Plaintiff (Counterclaim Defendant), Appellant

Shindong Fire Marine Insurance Co., Ltd. (Attorney Jeong Young-young, Counsel for defendant-appellant)

Defendant Counterclaim (Counterclaim), Appellee

Defendant-Counterclaim (Attorney Kim Young-chul et al., Counsel for the defendant-Counterclaim plaintiff-appellant)

Judgment of the lower court

Daejeon High Court Decision 99Na6867, 6874 delivered on February 1, 2001

Text

The appeal is dismissed. The costs of appeal are assessed against the plaintiff (Counterclaim defendant).

Reasons

1. The court below acknowledged the fact that the defendant, a motor vehicle dealer, purchased the motor vehicle of this case as indicated in the judgment of the non-party with the purpose of selling it, and received the vehicle of this case along with the documents necessary for the registration of transfer of ownership (the defendant did not complete the registration of transfer in the name of the defendant), and judged that the motor vehicle of this case does not constitute the "motor vehicle for personal use as stipulated in the "Special Clause for other Motor Vehicle Driving Security" and its parent, spouse, or child". The above decision of the court below is just, and there is no error of law by misunderstanding the legal principles as to the concept or scope of the motor vehicle owned or used ordinarily by the non-party as stipulated in the above terms and conditions, and the Supreme Court precedents cited in the grounds of appeal (No. 1

2. Under Article 638-3(1) of the Commercial Act and Article 3 of the Act on the Regulation of Terms and Conditions, an insurer and a person engaged in the conclusion or solicitation of an insurance contract are obligated to specify and explain the important contents of the insurance contract, such as the content of the insurance contract, the system of insurance premium rates, changes in the terms and conditions of the insurance application, and reasons for exemption of the insurer's liability, in concluding the insurance contract. Thus, if the insurer concludes the insurance contract in violation of the duty to specify and explain such terms and conditions, the insurer may not claim the contents of the contract as the content of the insurance contract (see, e.g., Supreme Court Decision 9Da66236, May 30, 200).

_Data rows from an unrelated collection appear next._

PR #1198, opened 2021-07-20
Span-Hover to Checkbox.scss

patfire12345:


client/src/components/CheckBox/CheckBox.scss
```diff
@@ -9,3 +9,12 @@
   flex-shrink: 0;
   flex-grow: 0;
 }
+
+// in CheckBox.tsx (1)
+.span-hover {
```
Stephen-ONeil, line 14: To match the existing class names used in `CheckBox`, and use BEM, I'd suggest renaming this class as `checkbox-span--interactive`. Should avoid generic names outside of the global style sheet modules (to avoid accidentally reusing a name in multiple places).

Stephen-ONeil (changes requested):
Are the comments just to help you track things while cleaning up? I'd prefer not to merge them in master, will want to delete them when this process is done, since there'll be nothing to keep them up to date in the future. "Lying" comments are way worse than no comments.

client/src/components/CheckBox/CheckBox.scss
patfire12345: Done! Also I apologize for the comments, those were just for tracking purposes, I'll delete them!

Stephen-ONeil (approved):
:+1:

client/src/components/CheckBox/CheckBox.scss
Stephen-ONeil: No worries!

PR #1199, opened 2021-07-21
Moved one-off scss into Panel.scss

patfire12345:


client/src/components/Panel/Panel.scss
```diff
@@ -108,3 +108,12 @@ button.panel-heading-utils {
   margin: 20px 60px 20px 60px;
   border-top: 1px solid rgba($separatorColor, 0.5);
 }
+
+.panel-source-link {
+  font-weight: bold;
```
Stephen-ONeil, line 113: Should use the centrally defined variables when setting font weights, `$heavyFontWeight` etc.

Stephen-ONeil (changes requested):
Since both classes only set bold, I'd recommend deleting them and just adding the `bold` class to both.

client/src/components/Panel/Panel.scss
patfire12345: Done!

Stephen-ONeil (changes requested):
To clarify, there's a bootstrap utility class named `bold` (we override it with our scss variable for heavy font weight somewhere). I was suggesting to just use that.

client/src/components/Panel/Panel.scss
```diff
@@ -1,4 +1,5 @@
 @import "src/common_css/common-variables";
+@import "src/extended_bootstrap_css/bootstrap-wet-fixes-extensions";
```
Stephen-ONeil, line 2: Not necessary. The `extended_bootstrap_css` is loaded globally early in the sites startup.

Not recommended either. If a JS module needed to guarantee multiple specific style sheets were loaded we'd have the imports inside the JS. That way webpack can set up common chunks and avoid downloading the styles multiple times. If you `@import` the styles directly in the stylesheet, the output CSS will have those styles inlined (and webpack won't know, so duplication will likely result). 

The main use of `@import` in our code base would be importing SCSS utilities like the variables declared in `common-variables` or SCSS utilities from the `Math` name space, etc. Those sorts of things can be thought of as being transformed away in the output CSS, just being replaced with the equivalent value.

Stephen-ONeil (changes requested):

client/src/components/Panel/Panel.scss
patfire12345: Thanks! Removed the import now.

Stephen-ONeil (approved):
:+1:

PR #1202, opened 2021-07-22
Axe warning fixes

sranc046:
Cleaning up some of the warnings axe is finding during the tests.

Lots of interesting information to be learned here: https://dequeuniversity.com/.


client/src/explorer_common/explorer_components.js
```diff
@@ -49,7 +49,6 @@ export const ExplorerHeader = ({
             }
             onClick={() => col_click(id)}
             tabIndex={0}
-            role="button"
```
sranc046, line 52: Basically not great practice to have buttons nested within buttons as it can cause problems with screen readers (https://dequeuniversity.com/rules/axe/4.2/nested-interactive). By removing the `role="button"` the header of this table is still clickable and will toggle the sorting but will no longer have the "hand click" mouse icon that you see when you hover other clickable elements. I feel like this comes back to the original issue with these toggling arrows that don't actually have the functionality within them?

sranc046:
There are 2 other issues that affect most of the tests:

1. Our $tertiaryColor is not suitable for smaller fonts like in this picture:
image
With an okay I can add a slightly darker tone to be used in these specific situations.

2. Our infographic routes use `role=main` nested deeper within the html `<main>` element. There should only be one use of main (being that the `<main>` has `role=main`).  Didn't touch this one yet because there might have been some reason it was implemented this way? `<main>` currently contains everything which is not the header (like the breadcrumbs) and the footer whereas the div with `role=main` contains everything below the search and infographic bubbles.

client/src/explorer_common/explorer_components.js
Stephen-ONeil: Original issue?

For the cursor: https://developer.mozilla.org/en-US/docs/Web/CSS/cursor

client/src/components/Typeahead/Typeahead.tsx
```diff
@@ -165,13 +165,16 @@ export class Typeahead extends React.Component<TypeaheadProps, TypeaheadState> {
...
             autoComplete="off"
             value={input_value}
+            type="search"
             onFocus={this.handle_input_focus}
             onChange={this.handle_input_change}
             onKeyDown={this.handle_key_down}
             role="combobox"
             aria-autocomplete="none"
             aria-owns={this.menu_id}
+            aria-label={"search"}
```
Stephen-ONeil, line 175: Needs to be bilingual.

client/src/components/Typeahead/Typeahead.tsx
```diff
@@ -165,13 +165,16 @@ export class Typeahead extends React.Component<TypeaheadProps, TypeaheadState> {
             placeholder={placeholder}
             autoComplete="off"
             value={input_value}
+            type="search"
```
Stephen-ONeil, line 168: Not 100% on this, but I think it should be `type="text"` since it has `role="combobox"`. Have you tried these changes with Mac Voice Over? Problem's always that screen readers can be very inconsistent so it's better to stick as close to the spec/best practices as possible, rather than "whatever works best with Voice Over", but it might help clarify something like this.

Stephen-ONeil (changes requested):
Coupling this to the cypress branch will hold up progress. Maybe you could use the output from the axe tests on the cypress branch to find problem areas, but fix them on a clean branch off master. The browser plugin will help you confirm the fixes as you make them.

Stephen-ONeil:
> 1....

Hmm, oops. How much darker does it need to be to pass in all cases? If it isn't too drastic, changing the colour in all cases would be easier for future maintenance. 

> 2. ...

Could be wrong, but the general infographic page html has got to be pretty ancient. Most likely we didn't have axe/know that much about a11y when we wrote it, so I doubt there's a _good_ reason, if any, to leave that `role="main"` in. Could try to git blame it if you want to dig through the history, might be a commit message about it or something. Likely the file's moved/been renamed a few times in a way that loses it's history though, depending how far back you'd have to go to find this.

client/src/explorer_common/explorer_components.js
sranc046: Original issue that had been brought up when Christina was working on something in the report builder (maybe storybooking those arrows?). Rather than the individual arrows being a "proper" button, they act as a toggle for each other. For example: if you click on the left upwards arrow, it won't activate that specific filter but it will toggle the filter (up or down). So you could keep clicking on the left upwards arrow and keep switching back and forth between filtering upwards or downwards. Especially confusing when starting off with no filter and then clicking on the left upwards arrow but the right downwards one activates.

sranc046:
> How much darker does it need to be to pass in all cases? If it isn't too drastic, changing the colour in all cases would be easier for future maintenance.

https://dequeuniversity.com/color-contrast you can check out the difference in contrast here. Our foreground colour is #8c949e and background colour is #fff. The foreground (tertiary colour) would need to be shifted over to around the 49% mark.

client/src/explorer_common/explorer_components.js
Stephen-ONeil: Ah, makes sense. Don't see any open issues for that, make one if you want.

Stephen-ONeil:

According to the "other special terms and conditions of automobile driving security" applicable to the insurance contract of this case, the court below recognized the fact that in case where the defendant, who has subscribed to the insurance contract of this case, has suffered damage due to the personal accident or physical accident that occurred while driving another motor vehicle, the plaintiff shall be deemed to be an insured motor vehicle under the general terms and conditions of the defendant's driving and shall compensate as prescribed in the liability for damages under the general terms and conditions. On the other hand, one of the damages not to compensate under the above special terms and conditions is "the insured" as one of the damages caused by an accident in the course of driving the motor vehicle, such as automobile maintenance business, parking lot business, oil supply business, rent business, automobile sales business, etc. (hereinafter "the exemption clause of this case"), and judged that the exemption clause of this case is related to the important terms and conditions of the insurance contract of this case and thus becomes subject to the duty of explanation. In light of the judgment of the court below, it is justified and there is no error in the misapprehension of legal principles as to the subject of the duty to explain (2).

3. Therefore, the appeal shall be dismissed, and all costs of appeal shall be assessed against the losing party. It is so decided as per Disposition.